Accelerating the design of Ni-based single crystal (SX) superalloys with superior creep resistance at ultrahigh temperatures is a desirable goal but extremely challenging task. In the present work, a deep transfer learning neural network with physical constraints for creep rupture life prediction at ultrahigh temperatures is constructed. Transfer learning enables deep learning model breaks through the generalization performance barrier in the extrapolation space of ultrahigh temperature creep properties in the case of a very small dataset, which is the key to achieving the above design goal. Transfer learning is demonstrated to be effective in utilizing the prior compositional sensitivities information contained in the pre-trained model, and motivates the fine-tuned model to capture the particular relationship between composition and creep rupture life at ultrahigh temperature. Aiming to find advanced SX superalloys applied at 1200 °C, the proposed transfer learning-based model guides us to design a superalloy with a verified creep rupture life of ~170 h at 80 MPa, which exceeds the state-of-art value by 30%. The improved γ/γ′ interface strengthening, which is effectively regulated by the Mo/Ta ratio to form γ′ rafting with longer, flatter interfaces and achieve stronger interfacial bonding, is revealed as the dominant mechanism behind combining experiments and first-principles calculations. Moreover, the excellent extrapolation ability of the proposed model is further confirmed to enhance the efficiency of active learning by reducing its dependence on the initial dataset size. This study provides a pioneering AI-driven approach for the rapid development of Ni-based SX superalloys applied in advanced aero-engine blades.

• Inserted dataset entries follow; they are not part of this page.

Issue #4206, opened 2016-04-21
Add example for CustomJS callback for exporting ColumnDataSource to csv


jbrambleDC:
as discussed with @bryevdv  in [https://groups.google.com/a/continuum.io/forum/#!msg/bokeh/O6eccziL1lM/KMqLESxHAQAJ](url) I will be adding a PR for an example of a bokeh server app that creates a data table of some data and allows a user to click a download button and then download a .csv of the ColumnDataSource associated with that DataTable in their browser.

jbrambleDC:
this is addressed by #4207

PR #4207, opened 2016-04-21
adds server app example for exporting ColumnDataSource data to csv

jbrambleDC:
Opening this PR at the reccomendation of @bryevdv . This addresses #4206 . This is a simple bokeh server app that can be ran with `bokeh serve --show csv_export.py`. Upon launching the app you will see a data table render. The sliders allow one to change the max salary of this data. The download button is configured with a CustomJS callback to export the data to csv in the users browser.  I suspect we do not need to tests given that this is an example server app and not a a feature being added to the Bokeh library.

I have currently only tested this on chrome. It should work on Firefox and IE as well. 

NOTE: this is my first PR to bokeh, so please bear with me. 

Also, I completely understand if we want to avoid allowing people to add their own sample data .csvs to this repo in Pull Requests. It could pollute the repo. We can discuss using some of the Bokeh sample data to accomplish this same task if needed. 

the customJS is defined as follows:

```python
js_callback = """
var data = source.get('data');
var filetext = 'name,income,years_experience\\n';
for (i=0; i < data['name'].length; i++) {
    var currRow = [data['name'][i].toString(),
                   data['salary'][i].toString(),
                   data['years_experience'][i].toString().concat('\\n')];

    var joined = currRow.join();
    filetext = filetext.concat(joined);
}

var filename = 'data_result.csv';
var blob = new Blob([filetext], { type: 'text/csv;charset=utf-8;' });

//addresses IE
if (navigator.msSaveBlob) {
    navigator.msSaveBlob(blob, filename);
}

else {
    var link = document.createElement("a");
    if (link.download !== undefined) {
        var url = URL.createObjectURL(blob);
        link.setAttribute("href", url);
        link.setAttribute("download", filename);
        link.style.visibility = 'hidden';
        document.body.appendChild(link);
        link.click();
        document.body.removeChild(link);
    }       
}"""

button.callback = CustomJS(args=dict(source=source), code=js_callback)
```


bryevdv:
@jbrambleDC This is awesome! A few quick observations:

* We are trying to keep all the apps in one place for now, so I would suggest moving to  `examples/apps/export_csv` or similar
* the last line of the data file seems to be corrupt
* we might want to consider making a smaller `.csv` file for the repository (or else we can upload it to s3 and make it part of `bokeh.sampledata`
* A paragraph or div widget hat updates with the number of rows would be a nice addition, if you wanted to get fancy you could make a "stats" box like the stocks app example has
* It might be possible to write the callback in python! http://bokeh.pydata.org/en/latest/docs/user_guide/interaction.html#customjs-with-a-python-function 

Finally on OS X this is working great on chrome, but does not seem to be on OS X, will require at least a little investigation which I can help with at some point soon.

bryevdv:
> NOTE: this is my first PR to bokeh, so please bear with me.

Also, we are always very happy to have new contributions and new contributors, and try to provide as much help as possible. Thanks!

jbrambleDC:
@bryevdv  I will move this example to the specified location.

- Interesting, that the last line is corrupt. I cant reproduce that on OS X, even when downloading all of the data. I've opened it with vim and with excel 2016, and have seen no issues.
- I'm open to a smaller csv, or uploading to s3. let me know what you need from me to make that happen.
-  I would be super excited to write the callback in Python. I think when possible we should always write Python. However, looking at the PyScript docs I can't find any way to reference DOM objects or create elements in the document. My apologies if I am missing something.

I assume your last comment means that this is not working on safari. or not working on IE? I would very much appreciate help with trouble shooting that.

jbrambleDC:
Tested this on Safari, and I am indeed failing to get it download. To be honest, I dont have a ton of knowledge on how safari operates as a browser. clicking the button merely refreshes the page.

bryevdv:
@jbrambleDC by "corrupt" I just mean the name on the last line is the empty string. It does have the right number of commas, so I expect would work. I see that in Vim but also here on GH if I go to the raw view and scroll to the bottom.

If we do keep the file in repo, I would suggest keeping it under ~250 lines. I think that would be ok and not detract from the point of the demo, but if you think that is too short we can either put it up on S3 and add to `bokeh.sampledata` or else look at existing sample data (maybe the "autompg" data set would also work really well?

Regarding writing in python, it's a little weird, the python is basically converted to JS in a very simple way, so I think things like:
```
 var link = document.createElement("a");
```
would just become:
```
link = document.createElement("a")
```
@almarklein can help answer questions about this, tho I will also so it's merely a "nice to have, maybe" not a super high priority to worry about.

jbrambleDC:
Made your suggested changes. I will try to figure out the safari issue. Ideally someone in the Bokeh community could also try running this on Internet Explorer as well. I will also look into writing the callback in PyScript

jbrambleDC:
@bryevdv I have looked into writing the callback in Python. My preference is to punt on that, after learning that Python callbacks converted to JS are currently only supported in Python 3. Would be interested in hearing your opinions on that.

My personal preference is to avoid things only supported in python 3 in favor of being inclusive towards the community. 

I think the final open issue on this is to figure out how to get this working on Safari (if possible), or noting as much in the app if not possible.

bryevdv:
Jordan they now also work with Python 2 is there a place the docs need to be updated?

jbrambleDC:
yes @bryevdv from: http://bokeh.pydata.org/en/latest/docs/user_guide/interaction.html#customjs-with-a-python-function

There is a note stating `This functionality is currently only supported on Python 3.x., however Python 2.7 support is planned.`

bryevdv:
@jbrambleDC ah, the py2 support is more recent than the latest release, but the docs have been updated in master:

https://github.com/bokeh/bokeh/blob/master/sphinx/source/docs/user_guide/interaction.rst#customjs-with-a-python-function

 I believe the download issue for safari  may be the same one reported in https://github.com/bokeh/bokeh/pull/4228, if so I am not sure there is anything we can do about it unfortunately.

jbrambleDC:
great news @bryevdv does this mean that I will need to build a dev release of bokeh to get PyScript working for python 2.7? Otherwise I will give it a crack. 

How should we address the Safari Issue? Create div in the app? or just leave a comment in the code mentioning that it doesnt work in Safari?

Hopefully I can get these things addressed and we can merge this week.

jbrambleDC:
@bryevdv I think everything is good to go here. Unless you want to do something further to address the Safari issue. Im going to punt on the PyScript implementation for now. I think it will be good however, eventually to show people how to do these kind of document interactions with JS callbacks and Python implementations.

Let me know if you need anything before merge!

bryevdv:
@jbrambleDC waht about adding a new custom template? If you add a `templates/index.html` to the directory, then you could put some instructions and comments (e.g. about safari) directly on the page. t would look something like:
```
<!DOCTYPE html>
<html lang="en">
    <head>
        <meta charset="utf-8">
        <title>{{ title if title else "Bokeh Plot" }}</title>
        {{ bokeh_css }}
        {{ bokeh_js }}
    </head>
    <body>
        <div>
            HERE IS SOME CUSTOM STUFF
        </div>
        {{ plot_div|indent(8) }}
        {{ plot_script|indent(8) }}
    </body>
</html>
```

bryevdv:
OK @jbrambleDC thank you, this a extremely close. Just a couple of last points:

* for a "directory" app, the python file needs to be `main.py` by convention, then you can run e.g. `bokeh serve --show export_csv` from the directory above. 

* `button.type` has been deprecated, use `button.button_type` instead:
```
2016-04-29 14:58:01,582 Starting Bokeh server with process id: 63803
/Users/bryan/work/bokeh/bokeh/models/widgets/buttons.py:38: UserWarning: 
            Property 'type' was deprecated in Bokeh 0.12.0
            and will be removed. Use 'button_type' instead.
            
  """)
```
* Based on some conversation in #4228, I think this code performs a bit better:
```
else {
    var link = document.createElement("a");
    link = document.createElement('a')
    link.href = URL.createObjectURL(blob);
    link.download = name
    link.target = "_blank";
    link.style.visibility = 'hidden';
    link.dispatchEvent(new MouseEvent('click'))
    link.click();
}
```
Using this, on Safari a new tab is opened wth the plain text CSV contents, which is better than it doing nothing at all. On Chrome and FF on OS X the download works as expected. 
* The custom template PR *is* newer than this one, I would recommend merging in master first, `git merge master` so that the effect and appearance of the template can be evaluated. If I merge master in locally, it looks like this:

加速超高温下具有优异抗蠕变性能的镍基单晶（SX）高温合金的设计是一个理想的目标，但也是一项极具挑战性的任务。在目前的工作中，构建了一个具有物理约束的深度迁移学习神经网络，用于超高温下的蠕变断裂寿命预测。迁移学习使得深度学习模型突破了极小数据集情况下超高温蠕变特性外推空间的泛化性能障碍，是实现上述设计目标的关键。事实证明，迁移学习可以有效地利用预训练模型中包含的先前成分敏感性信息，并激励微调模型捕捉超高温下成分与蠕变断裂寿命之间的特定关系。为了找到适用于 1200℃ 的先进 SX 高温合金，所提出的基于迁移学习的模型指导我们设计一种高温合金，其在 80MPa 下经验证的蠕变断裂寿命约为 170 小时，比现有技术值高出 30 %。结合实验和第一性原理计算，揭示了改进的γ/γ'界面强化，通过Mo/Ta比例有效调节，形成具有更长、更平坦界面的γ'筏，并实现更强的界面结合。此外，进一步证实了所提出模型出色的外推能力，通过减少对初始数据集大小的依赖来提高主动学习的效率。这项研究为快速开发应用于先进航空发动机叶片的镍基SX高温合金提供了一种开创性的人工智能驱动方法。